#### What is expected
Write out the data once more, exactly as it reads.

#### Exercise inputs
PR #604, opened 2022-06-01
Add option to build&push image on PR via label

### LINKED ISSUE #590: Build Docker image on PRs

Currently, if I want to make easier to test my changes from PR for a reviewer, I need to build my custom image and push it to Docker hub. This should be done automatically.

A GitHub Actions pipeline which builds and pushes Docker images from pull requests. Similar to https://github.com/capactio/capact/blob/main/.github/workflows/pr-build.yaml

Probably it should use `pull_request_target` event as well, to avoid overriding other images (packages) within `ghcr.io`.

mszostok:
##### ISSUE TYPE

 - Feature Pull Request

##### SUMMARY

Add an option to push the BotKube image automatically on PR. Because of   the security reasons, it's enabled only if the `build-pr-image` label is added—since external users do not have the permission to assign labels, this effectively requires repository owners to manually review the changes first.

#### Task answer
PR #604, opened 2022-06-01
Add option to build&push image on PR via label

### LINKED ISSUE #590: Build Docker image on PRs

Currently, if I want to make easier to test my changes from PR for a reviewer, I need to build my custom image and push it to Docker hub. This should be done automatically.

A GitHub Actions pipeline which builds and pushes Docker images from pull requests. Similar to https://github.com/capactio/capact/blob/main/.github/workflows/pr-build.yaml

Probably it should use `pull_request_target` event as well, to avoid overriding other images (packages) within `ghcr.io`.

mszostok:
##### ISSUE TYPE

 - Feature Pull Request

##### SUMMARY

Add an option to push the BotKube image automatically on PR. Because of   the security reasons, it's enabled only if the `build-pr-image` label is added—since external users do not have the permission to assign labels, this effectively requires repository owners to manually review the changes first.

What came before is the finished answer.